While Riegel appeared to concede that indemnity is owed when it, as the subcontractor, was negligent, Riegel opposed summary judgment on the basis that the indemnity paragraph was “legally insufficient to require that Perrotto Builders be indemnified for its own negligence.” Riegel memorandum, unpaged.

This court considered the memoranda filed by the parties, and Pennsylvania’s “Perry-Ruzzi” rule which requires clear, specific and express language in the terms of the agreement to support indemnification by an indemnitee which is itself negligent. See generally, Ruzzi v. Butler Petroleum Co., 588 A.2d 1 (Pa. 1991); Bethlehem Steel Corporation v. MATX, Inc., 703 A.2d 39 (Pa. Superior Ct. 1997); Snare v. Ebensburg Power Company, 637 A.2d 296 (Pa. Superior Ct. 1993); Hackman v. Moyer Packing, 621 A.2d 166 (Pa. Superior Ct. 1993).

Paragraph 11 of Perrotto-Riegel agreement expressly stated that Riegel shall indemnify for harm it caused to others:

“. . . . to the extent caused in whole or in part by any negligent or omission of [Riegel] or anyone directly or indirectly employed by him or anyone for whose acts he may be liable, regardless of whether it is caused in part by a party indemnified hereunder”

That paragraph goes even further than the agreement presented in Greer v. City of Philadelphia, 795 A.2d 376 (Pa. 2000), because Riegel also expressly agreed to indemnify Perrotto for harm caused by Perrotto to Riegel’s employees:

[428]*428“[Riegel] also agrees to indemnify [Perrotto] from liability for [Perrotto’s] negligence which results in harm to [Mr. Ferraro].”

This court recognized, however, that before there has been actual payment of damages a claim for indemnity is premature. See generally, Kelly v. Thackray Crane Rental, Inc., 874 A.2d 649 (Pa. Superior Ct. 2005), affirming grant of summary judgment since all necessary facts of indemnity determination had not been set forth, “because Kelly’s claims against Driscroll were still pending”; McClure v. Deerland Corporation., 585 A.2d 19 (Pa. Superior Ct. 1991), claims for indemnification arise only when the party seeking indemnity has made payment on the underlying claim; Beary v. Container General Corp., 568 A.2d 190 (Pa. Superior Ct. 1989), the party seeking indemnification must pay the claim or verdict damages before obtaining any rights to pursue an indemnification recovery; Schindler Equipment Company v. Raymond Company, 418 A.2d 533 (Pa. Superior Ct. 1980), an action for indemnification before payment of damages is premature.

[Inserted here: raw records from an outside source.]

PR #4318, opened 2020-05-18
Fixes a splitter bug where split direction is not applied to new layers

na9da:
### What this PR does

Fixes a splitter bug where split direction is not applied to new layers

This behavior can be consistently triggered after pressing the Back button to reset the difftool. It is happening because of the order of execution of the splitter reaction & observe model layer reaction in Cesium/Leaflet models. The splitter reaction sets the split direction only for layers currently on the map. So if the splitter reaction runs before the observe model layer reaction, new layers that are not yet added to the map will not get the split direction applied to it. This fix applies the split direction to all imagery layers, not checking whether they are on the map and so removes the dependency on the order in which the reactions are run.

### Checklist

### DIFF
--- a/CHANGES.md
+++ b/CHANGES.md
@@ -17,6 +17,7 @@ Change Log
 * Added satellite imagery to help panel
 * Stop disclaimer clashing with welcome message by only loading WelcomeMessage after disclaimer is no longer visible
 * Fixes a difftool bug where left/right items loose their split direction settings when the tool is reset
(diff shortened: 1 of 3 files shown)


tephenavies:
The new implementation does seem more correct. The only problem is that alpha and show won't be set correctly yet for some of the returned imagery. Maybe it would be better to use `_makeImageryLayerFromParts` instead of `_createImageryLayer`.

tephenavies (approved):
Thanks for making the change.

Issue #4280, opened 2020-05-05
[EPIC] MobX UI i18n blockers


soyarsauce:
We have a few things that we are adding to the mobx ui that will affect i18n-ability, namely:
### Map icon button
PR:
https://github.com/TerriaJS/terriajs/pull/4165#discussion_r401348748

Fix:
https://github.com/TerriaJS/terriajs/issues/4281

### Help menu items/panels
https://github.com/TerriaJS/terriajs/issues/4161
https://github.com/TerriaJS/terriajs/issues/4278

Unfortunately we need to ship these, but we also want to make things like this work with the new i18n translation files - and don't want to lose sight of them.

Also, we don't actually have a mechanism right now to swap languages in the UI itself, a TerriaMap consumer would need to do the overrides by forking terriajs which is an extremely unideal situation (might as well call it unsupported right now, even though all the framework is in place to i18n)

zoran995:
There is some initial work on changes of i18next configuration started in #4227. 
To avoid users having to override translations by forking terriajs and updating directly it is necessary to support loading of translation from the backend (second point in draft PR), and for that, it is necessary to pass translation files during build so they are accessible. My experiments with this were to manually copy of `Language` folder to `TerriaMap/wwwroot` and it worked. This way user can edit translation file directly and changes will be visible the same way as for configuration files. It would be much better to keep translation files as default values and providing users with a possibility to override those value from TerriaMap, but have to look if this can be done and how. This way user would end with much smaller `.json` file to edit on his end and also easier upgrade between versions. 

Without this, I don't think it will be possible to i18n-ify help menu items. I have some ideas for it but have to do some testing.

I would like to hear other opinions on this, and if @vicborgy have/make a position for swap languages mechanism in his UI designs I would be happy to finish it.

PR #4324, opened 2020-05-18
load translation override using backend

zoran995:
### What this PR does

I decided to break commit #4227 into smaller parts since something like `eslint` will take a long time to completely configure. The basic idea is described in #4280 ([comment](https://github.com/TerriaJS/terriajs/issues/4280#issuecomment-625207504_)) 
Adds an option for overriding the translation files from TerriaMap. This provides the user with the ability to 
- define language configuration inside TerriaMap `config` file. 
- put a language overrides to file `wwwroot/Language/{{lng}}/languageOverrides.json`, `{{lng}}` is a short name for the language. If the language that user is looking for is not officially supported by Terria, he should specify also create a `translation.json` to avoid `404 not found` error in console. Reason for this is in i18next backend default behaviour to try to load every namespace that is not already loaded. 
- tests are updated and should be correct (at least they are on my computer) to support the removing of `i18.js` from `prerequisites.js`. Tests now use `cimode` language option which returns the translation key, it is defined to run `beforeEach` test so it is not necessary to call it for all tests.

global internationalization track in #3785
### Checklist

-   [x] There are unit tests to verify my changes are correct or unit tests aren't applicable (if so, write quick reason why unit tests don't exist) - I am not sure how to test this


zoran995:
One idea is to use this as an option to enable internationalization of the help and trainer content (if it proves to be possible to handle all use cases hope to have it by end of the week)

soyarsauce:
This should go some of the way to addressing https://github.com/TerriaJS/nsw-digital-twin/issues/425

zoran995:
implemented in #4523

PR #4326, opened 2020-05-18
Mobx: Ensure there aren't more bins than unique values

### LINKED ISSUE #4325: Mobx: Sometimes scalar legends on table data have more bins than values
If the number of unique values in a dataset is very low and there in no `numberOfBins` set in `TableColorStyleTraits` then you can end up with some funky presentation, eg

ScalarBins

rowanwins:
### What this PR does

Fixes #4325

This PR ensures there aren't more bins than there are unique values.

### Checklist


nf-s:
Poor `@computed` getting linked into everything...
I am pretty happy with this, but I think we could make improvements to the colour ramp - for example
image
This has picked two colours which are quite similar, whereas it should have used a light yellow, and deep red.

On July 2, 2012, an order was filed:

“AND NOW, this 2nd day of July, 2012, upon consideration of the motion for summary judgment of the Defendant, Perrotto Builders, Ltd., on its claim for indemnity against Riegel Engineering, Inc., it is hereby ordered that said motion is Granted in Part and Denied in Part. Perrotto is entitled to be indemnified by Riegel as per express terms of subcontract. However, the right to pursue indemnification is contingent upon the outcome of the underlying claims.
[429]*429By the Court:
Massiah-Jackson, J.”

Prior to trial, Mr.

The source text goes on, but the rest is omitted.